Precision Ratio Measurements

Electromagnetic Measurements

Precision Ratio Measurements

Inductive Dividers

Technical Contact:
Scott Shields
Tel: 301-975-4232
E-mail: scott.shields@nist.gov

Denise D. Prather
Administration and Logistics
Tel: 301-975-4221
E-mail: denise.prather@nist.gov

Please contact the administration and logistics staff before shipping instruments or standards to the address listed below.

Mailing Address:
National Institute of Standards and Technology
100 Bureau Drive, Stop 8170
Gaithersburg, MD 20899-8170

Service ID Number	Description of Services	Fee ($)
54110S	Special Ratio Measurements and Tests of Inductive Voltage Dividers, by Prearrangement	At Cost
54120C	Inductive Voltage Dividers - (Single Frequency, Voltage to be Specified, Each Setting of 3 Most Significant Dials)	5023
54121C	Additional Frequency Points	5023
54130C	Inductive Voltage Dividers - (Single Frequency, Voltage to be Specified, Each Setting of Most Significant Dial Only)	3149
54131C	Additional Frequency Points	3149

Fees are subject to change without notice.

Special Ratio Measurements and Tests of Inductive Voltage Dividers, by Prearrangement (54110S)

This service category provides for the measurement and/or evaluation of prototype ratio devices and inductive voltage dividers based on new principles, and for unique ratio measurements at the highest accuracy levels, such as the determination of the ratios of Hamon resistance transfer devices or Silsbee-type voltage ratio standards. Such measurements are undertaken at the discretion of NIST technical staff and only when the need for them can be clearly demonstrated.

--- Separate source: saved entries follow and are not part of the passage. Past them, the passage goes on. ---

Issue #2723, opened 2025-10-27
Define input enums in WHERE HAS conditions


DrPowerSlam:
When defining a WHERE HAS query with a condition in complex queries, Lighthouse will fetch the column enums from the parent type, not the relation, if the `where` definition uses any sort of column enumeration.

```graphql
{
  drivers(
    where: {
      OR: [
        {HAS: {relation: "employee", condition: {column: NAME, value: "Peter"}}}, // `column: DriverColumnEnum` instead of `column: EmployeeColumnEnum`
        {column: ID, operator: EQ, value: "6217"} // `column: DriverColumnEnum`
      ]
    }
  ) {
    data {
      id
      name
      employee {
        name
      }
    }
  }
}
```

Inductive Voltage Dividers (54120C-54131C)

Inductive voltage dividers (decade transformer dividers) are accepted for calibration only at (50, 60, 100, 120, 400, 1000, 5000, and 10 000) Hz. The most significant dial only can be calibrated at 15 kHz and 20 kHz.

Calibration voltages may be specified up to 100 V or the manufacturer's specified limit, whichever is lower. The largest contribution to instability in undamaged inductive voltage dividers is wear or dirt in the decade switches. Variable contact resistance in these switches sometimes affects the stability of voltage-ratio measurements to a significant extent but is most evident by its effect on the phase angle. When a decade inductive voltage divider exhibits large changes in phase angle for repeated measurements after the switches have been disturbed, the divider should no longer be considered satisfactory for use as a voltage-ratio reference standard. Inductive voltage dividers that use pushbutton switching or incorporate a resistive divider as a fine adjustment usually are not accepted for calibration.

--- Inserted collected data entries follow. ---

Issue #1449, opened 2020-06-24
Artisan command `lighthouse:ide-helper` is very slow


spawnia:
Starting from https://github.com/nuwave/lighthouse/releases/tag/v4.14.0, running

    php artisan lighthouse:ide-helper

has become very slow. Some profiling should help to uncover what is taking so long.

spawnia:
Trying https://www.christianroessler.net/tech/2015/php-xdebug-profile-single-cli-application-without-enabling-globally.html for starters, other options:

- https://github.com/NoiseByNorthwest/php-spx
- https://blackfire.io/docs/up-and-running/installation

mathieu-bour:
What do you mean by "very slow"? In my project, it's something like two seconds for something like 50 queries, mutations and types.

spawnia:
It takes about 2 minutes.

I am running in WSL2 with the project on a Windows filesystem, which probably explains the difference. The bottleneck definitely seems to be filesystem access.

We use `haydenpierce/class-finder` to look for schema directive classes. It accesses the filesystem a whole lot, probably more than necessary. See https://gitlab.com/hpierce1102/ClassFinder/-/issues/14.

mathieu-bour:
I just remembered that I also had severe issues while exploring filesystem on WSL 2. I'll definitely join the discussion on ClassFinder.

mathieu-bour:
@spawnia I cannot reproduce the slowness on WSL2, even with a "quite big" schema...
Could you detail your PHP setup and the slow schema?

spawnia:
- WSL2 running Ubuntu 16.04
- Using docker-desktop
- Run PHP 7.3 inside a container
- Project is located within windows filesystem
- F-Secure antivirus is running, might have an impact?

Anyways, while profiling i found that `ClassFinder` generates a lot of filesystem accesses (functions such as `scandir`, `file_exists`, `file_get_contents`). The slowness in my system is definitely related to that, but I am sure it can be optimized.

Jofairden:
If it is of any help, the command took me 16.22 seconds running in a Vagrant box, I have 1 schema, 41 types along with 1-2 queries per type and at least one enum (sometimes more). I setup my box to use NFS sync which should improve speed, I don't actually know if it does though.

mathieu-bour:
Ok, I guess that my native setup PHP in WSL2 has definitely a perform impact. But is it really a problem? I mean, class finder can be optimized but I guess that the slowness is due to the setup itself.

[...]

PR #2768, opened 2026-05-22
Discover directive classes via Composer's autoload maps

Gregory-Gerard:
Hi!

First time contributing to Lighthouse, so happy to take any feedback on the approach.

On a personal Laravel app I noticed `php artisan lighthouse:ide-helper` was taking ~18s, which felt long for what the command actually does.

Dug a bit with the Xdebug profiler, ended up on this old issue (#1449) that already describes the problem.
A quick rewrite of the directive discovery dropped the same command to ~1s on my project, so I figured it was worth a PR.

- [x] Added or updated tests
- [x] Updated CHANGELOG.md (skip for docs-only changes)

**Changes**

`IdeHelperCommand::scanForDirectives` and `DirectiveLocator::classes()` both call `HaydenPierce\ClassFinder::getClassesInNamespace`, which rescans the entire vendor PSR-4 tree from scratch on every call (no caching, recurses into every subdir of every package).

This PR replaces those calls with a small `ComposerClassFinder` that reads Composer's already-built maps (`getClassMap()` + `getPrefixesPsr4()`).

It is meant as a drop-in for `ClassFinder::STANDARD_MODE`: same inputs, same outputs, same implementation details.
Notably we keep the strict leading-backslash behavior of the old lib (a FQN like `\Foo\Bar` returns an empty set instead of being normalized), so existing callers cannot break.
This is locked in by unit test `testReturnsEmptyArrayForLeadingBackslash`.

The `haydenpierce/class-finder` dependency is dropped.

**Profiling (Xdebug profile mode, on a real Laravel 12 + Lighthouse 6.66 app)**

| function                                      | inclusive ms | self ms | calls |
|-----------------------------------------------| --- | --- | --- |
| `IdeHelperCommand::handle`                    | 24943 | 0.1 | 1 |
| - `scanForDirectives`                         | **23405** | 0.7 | 1 |
| -- `ClassFinder::getClassesInNamespace`       | 23403 | 0.3 | 12 |
| --- `PSR4NamespaceFactory::getPSR4Namespaces` | 21312 | 11.6 | **23** |
| ---- `PSR4NamespaceFactory::createNamespace`  | 55228 | 684 | **87 906** |
| `php::scandir`                                | 9936 | 9936 | **88 170** |
| `php::is_dir`                                 | 1569 | 1569 | **429 633** |

For 12 directive namespaces, `getPSR4Namespaces()` runs 23 times (twice per `getClassesInNamespace`, once in `isNamespaceKnown` and once in `findBestPSR4Namespace`).
Each run walks the whole PSR-4 tree of every vendor package.

**`php artisan lighthouse:ide-helper` benchmark on the same app**

|                 | Before | After          |
|-----------------| --- |----------------|
| Total time      | ~18 s | ~1.1 s         |
| Speedup         | | ~16x           |
| Generated files | | identical |

3 sample runs after the change: 1.43 s / 1.07 s / 1.10 s.

**New implementation vs the old lib**

I ran both implementations side by side on representative namespaces (flat ns, ns with sub-namespaces, autoload-dev ns, unknown ns, leading/trailing backslash variants).
After switching `trim` to `rtrim` to match the old strict behavior on leading `\`, both return identical sets on every case.

The unit test pins the behavior we replicate: concrete classes only (interfaces and traits filtered via `class_exists`), no recursion into sub-namespaces, trailing `\` tolerated, leading `\` returns empty (matches old lib), discovery from PSR-4 prefixes and from the optimized classmap.

**Breaking changes**

None.
The new finder is an internal detail and the generated IDE helper files are unchanged.

### DIFF
--- a/tests/Unit/Support/ComposerClassFinderTest.php
+++ b/tests/Unit/Support/ComposerClassFinderTest.php
@@ -1,0 +1,84 @@
+<?php declare(strict_types=1);
+
+namespace Tests\Unit\Support;
+
+use Nuwave\Lighthouse\Cache\CacheDirective;
+use Nuwave\Lighthouse\Cache\CacheKeyAndTags;
+use Nuwave\Lighthouse\Cache\CacheServiceProvider;
+use Nuwave\Lighthouse\Support\AppVersion;
+use Nuwave\Lighthouse\Support\ComposerClassFinder;
+use Nuwave\Lighthouse\Support\DriverManager;
+use Nuwave\Lighthouse\Support\Utils;
+use Tests\Console\UnionDirective;
+use Tests\TestCase;
+
+final class ComposerClassFinderTest extends TestCase
+{
+    public function testReturnsConcreteClassesInNamespace(): void
+    {
+        $classes = ComposerClassFinder::directClassesInNamespace('Nuwave\\Lighthouse\\Cache');
+
+        $this->assertContains(CacheDirective::class, $classes);
+        $this->assertContains(CacheServiceProvider::class, $classes);
+    }
+
+    public function testFiltersInterfacesAndTraits(): void
+    {
+        $classes = ComposerClassFinder::directClassesInNamespace('Nuwave\\Lighthouse\\Cache');
+
+        $this->assertNotContains(CacheKeyAndTags::class, $classes, 'Interfaces must not be returned.');
+    }
+
+    public function testDoesNotRecurseIntoSubNamespaces(): void
+    {
+        $classes = ComposerClassFinder::directClassesInNamespace('Nuwave\\Lighthouse\\Support');
+
+        $this->assertContains(ComposerClassFinder::class, $classes);
+        $this->assertContains(Utils::class, $classes);
+        $this->assertContains(AppVersion::class, $classes);
+        $this->assertContains(DriverManager::class, $classes);
+
+        foreach ($classes as $class) {
+            $this->assertStringNotContainsString(
+                'Nuwave\\Lighthouse\\Support\\Contracts\\',
+                $class,
+                'Sub-namespace Contracts must not be recursed into.',
+            );
+            $this->assertStringNotContainsString(
+                'Nuwave\\Lighthouse\\Support\\Traits\\',
+                $class,
+                'Sub-namespace Traits must not be recursed into.',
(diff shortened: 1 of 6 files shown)


tests/Unit/Support/ComposerClassFinderTest.php
```diff
@@ -0,0 +1,84 @@
...
+use Nuwave\Lighthouse\Support\DriverManager;
+use Nuwave\Lighthouse\Support\Utils;
+use Tests\Console\UnionDirective;
+use Tests\TestCase;
+
+final class ComposerClassFinderTest extends TestCase
+{
+    public function testReturnsConcreteClassesInNamespace(): void
+    {
+        $classes = ComposerClassFinder::directClassesInNamespace('Nuwave\\Lighthouse\\Cache');
```
Gregory-Gerard, line 19: Should we use fixtures here instead of real classes so we don't rely on implementation details?

spawnia: Yeah, should make the tests more stable - seeing them fail while working on something related to cache would be weird.

spawnia:
Have you looked into https://gitlab.com/hpierce1102/ClassFinder/-/work_items/14? https://gitlab.com/hpierce1102/ClassFinder seems to be actively maintained, so if we can keep Lighthouse lean and improve the upstream package instead, that would generally be my preference.

Gregory-Gerard:
> Have you looked into https://gitlab.com/hpierce1102/ClassFinder/-/work_items/14? https://gitlab.com/hpierce1102/ClassFinder seems to be actively maintained, so if we can keep Lighthouse lean and improve the upstream package instead, that would generally be my preference.

@spawnia I'll take a look. I get the reasoning and I'm fine going that way. My only instinct was that a single small file felt a bit leaner. I'll try to push a PR upstream on ClassFinder, and/or come back here with an alternative that keeps the dependency while still cutting down the discovery cost 😁

Gregory-Gerard:
Pushed an MR upstream on ClassFinder: https://gitlab.com/hpierce1102/ClassFinder/-/merge_requests/33

I'll keep this PR in draft for now. If the GitLab MR gets merged, I'll update this PR to just bump the version constraint. Thanks!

Corrections to the separate decades of an inductive divider, in general, cannot be simply combined. However, the correction to a step setting of one of the higher decades usually is independent of the setting of the lower decades. The effects of stray impedances must be corrected by connecting the case to the divider at one point, and unless otherwise specified, the case will be connected to one of the "common" terminals, typically marked "GRD," "Case GND," or "Case GRD." Decade inductive voltage dividers are calibrated at NIST at room temperature (22 °C to 24 °C) by comparison with a two-stage, three-decade transformer of known ratios.

References-Inductive Dividers

American National Standard for Decade Transformer Dividers (Voltage Type), ANSI C100, 1-1972 Amer. Natl. Stand. Inst., New York, NY (Jan. 1972).

Instructions for the Use of the NBS Reference Inductive Divider, Wilbur C. Sze, Natl. Bur. Stand. (U.S.), NBSIR, unpublished (1970). (Available from NIST.)

Two-Stage, Guarded Inductive Voltage Divider for Use at 100 kHz, D. H. Hamon and T. L. Zapf, ISA Transactions, 9, 3, Instrum. Soc. of Amer. Res. Triangle Park, NC (1970).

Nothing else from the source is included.